Хасидские рассказы - Ицхок-Лейбуш Перец
Шрифт:
Интервал:
Закладка:
Ибо, надо вам знать, нынешняя смиренномудрая раба Божия Мирьям-Двоше тогда еще не была богомольной святошей. Она не звала меня, как теперь, «Берель-Колбаса», а «Береле», и я звал ее «Миреле». И любились мы, грешным делом, горячо: чуть, бывало, она услышит заключительный куплет моей песенки, тотчас же подавала мне вишневки. Вишневка сильно действует на кровь, и я, бывало, тут же хватаю ее за платье, горячо целую в алые, как черешни, губки и, вдвойне освеженный, принимаюсь опять за сермягу…
Теперь — прощай, черешенки!..
Я — «Берель-Колбаса», а она — Мирьям-Двоше…
Узнал я также, что земли мало, а мужиков много, — говорят даже, слишком много; что «лишние» мужики терпят голод, что с шести моргов земли и то жить невозможно; что поэтому и зимою мужику не до отдыха. Тогда начинается извоз, и хорош у него отдых зимою! По целым дням и ночам он возит пшеницу к Лейбу на мельницу. Как же вы думаете? Могу я радоваться, когда сермяга моя, плод моей работы, мокнет всю зиму, тащась за парой дохлых кляч, которые возят хлеб Лейба-мельника за тринадцать грошей с мешка на расстоянии пяти миль!
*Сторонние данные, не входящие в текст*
PR #24, opened 2023-06-20
added sendgrid feature

UncleBu1728:
added SendGrid mail feature to allow sending emails via API key and template id
added SendEmailToAdmin to notify admins when new users registered 
**API key and Template id** needed to be replaced with proper ones before officially deployed


src/api/auth.ts
```diff
@@ -87,6 +88,8 @@ async function findOrCreateUser(clientId: string, email: string): Promise<User>
     const isAdmin = apiEnv.ASSIGN_ADMIN_ROLE_ON_SIGN_UP.includes(email);
     const roles: [Role] = [isAdmin ? 'ADMIN' : 'VISITOR'];
     console.log(`Creating user ${email} roles ${roles} id ${clientId}`);
+    // using sendgrid to notify admin a new user is created
```
weihanwang, line 91: This comment doesn't add value because the code is already self-explanatory (which is ideal).

src/api/sendgrid.ts
```diff
@@ -0,0 +1,53 @@
...
+
+mail.setApiKey(apiEnv.SENDGRID_API_KEY);
+
+const sendEmail = async (personalizations: Personalizations[], template_id: string) => {
+
+    console.log("SendGrid Mail Executed");
+
+    const message: MailDataRequired = {
+        personalizations: personalizations,
+        from: 'yizhang1728@gmail.com', // yuanjian@163
```
weihanwang, line 20: use a fake email. you don't want your real email address to live in git history forever.

src/api/sendgrid.ts
```diff
@@ -0,0 +1,53 @@
+import mail, { MailDataRequired } from '@sendgrid/mail'
+import apiEnv from './apiEnv';
+
+export interface Personalizations {
```
weihanwang, line 4: Why not use sendgrid's native definition of PersonalizationData? https://github.com/sendgrid/sendgrid-nodejs/blob/b8125d86134157a462c2e24816cfa56677ab76a8/packages/helpers/classes/personalization.d.ts#L3

src/api/sendgrid.ts
```diff
@@ -0,0 +1,53 @@
...
+    const message: MailDataRequired = {
+        personalizations: personalizations,
+        from: 'yizhang1728@gmail.com', // yuanjian@163
+        templateId: template_id,
+    };
+
+    try {
+        const res = await mail.send(message);
+        console.log("SendGrid Mail sent", res);
+    } catch (e) {
```
weihanwang, line 27: 1. don't try, don't catch, don't swallow exceptions. let it propagate to upper levels. simply:

```
await mail.send()
```

with nothing else.

2. do you need to handle the return value for error detection? if not, remove `const res =`.

src/api/sendgrid.ts
```diff
@@ -0,0 +1,53 @@
...
+        name: string
+    }];
+    dynamic_template_data?: Record<string, string>;
+}
+
+mail.setApiKey(apiEnv.SENDGRID_API_KEY);
+
+const sendEmail = async (personalizations: Personalizations[], template_id: string) => {
+
+    console.log("SendGrid Mail Executed");
```
weihanwang, line 16: it's not executed yet. print `Sending mail via SendGrid: ${JSON.stringify(personalizations, null, 2)}` 

also, move this line right above calling mail.send()

src/api/sendgrid.ts
```diff
@@ -0,0 +1,53 @@
...
+
+    const message: MailDataRequired = {
+        personalizations: personalizations,
+        from: 'yizhang1728@gmail.com', // yuanjian@163
+        templateId: template_id,
+    };
+
+    try {
+        const res = await mail.send(message);
+        console.log("SendGrid Mail sent", res);
```
weihanwang, line 26: no need for this log line.

src/api/sendgrid.ts
```diff
@@ -0,0 +1,53 @@
...
+    }
+}
+
+export const sendEmailToAdmin = async (new_user_email: string) => {
+    const template_id = 'd-2e3aabdb9a3c45a393877596534c57c2'; // temporary holder, change to required template id
+
+    const personalizations: Personalizations[] = [{
+        // change/add codes below to designated email addresses and names
+        to:
+            [
```
weihanwang, line 38: nit: compress the formatt a bit, can put `to: [{` all onto the same line. same for closing brakets.

src/api/sendgrid.ts
```diff
@@ -0,0 +1,53 @@
...
+                {
+                    email: 'UncleBu1728@gmail.com',
```
weihanwang, line 40: again, avoid checking in your real email to git.

src/api/sendgrid.ts
```diff
@@ -0,0 +1,53 @@
...
+        // edit accordingly on the template parameters
+        dynamic_template_data: {
+            receiver: 'J',
+            new_user_email: new_user_email,
+            sender: 'Yuanjian Admin Group',
+        },
+    }];
+
+    await sendEmail(personalizations, template_id);
+}
```
weihanwang, line 53: need an extra carriage return.

weihanwang (changes requested):

weihanwang (approved):

weihanwang:
merged as pr/33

А велика ли, подумаешь, радость от рабочего полушубка?
Всю зиму тащит он муку на мельницы Лейба-мельника, а все лето он заложен в шинке за гроши. Осенью, когда он попадает ко мне в починку, я хмелею от сивушного запаха.
А когда ко мне попадает даже сама, во всем великолепии своем, енотовая шуба Лейба-мельника, как вы думаете, много радостей доставляет она мне?
Она-таки енотовая шуба вещь важная и в местечке ей большой почет, но мне-то от этого пользы мало.
Скверную привычку приобрел я: что бы я ни увидел, над всем я задумываюсь: отчего? и почему? и не может ли быть иначе? И потому, как только в мои руки попадает шуба Лейба-мельника, я начинаю думать:
— Владыко мира! Зачем ты создал столько родов шуб? Почему у одного енотовая шуба, у другого — полушубок, у третьего — сермяга, а у четвертого и совсем нет ничего?
И лишь только начинаю думать, я весь ухожу в свои мысли, и игла падает из рук. А смиренномудрая Мирьям-Двоше швыряет мне в голову, что под руку попадется… Она желает, чтобы «Берель-Колбаса» меньше думал и больше работал.
Но что мне делать, когда я должен думать? Когда я все-таки знаю, что Лейбель-мельник лишь тогда дает делать новый верх для своей енотовой шубы, когда ему удается сорвать по грошу с мешка у сермяги и по грошу с пуда у каждого полушубка? Ну, этому ли мне радоваться?
* * *
Ах, чуть было не забыл:
Осенью мне подвернулся как-то совсем особенный заказец. Чего только не придумают женщины! Входит Фрейдель, сборщица для бедных, в каких-то чудовищно громадных рукавицах на руках. Смотрю — пара мужицких сапог, — я думал, что лопну от смеха
— Доброго утра! — говорит она своим сладеньким голоском. — Доброго утра, Береле!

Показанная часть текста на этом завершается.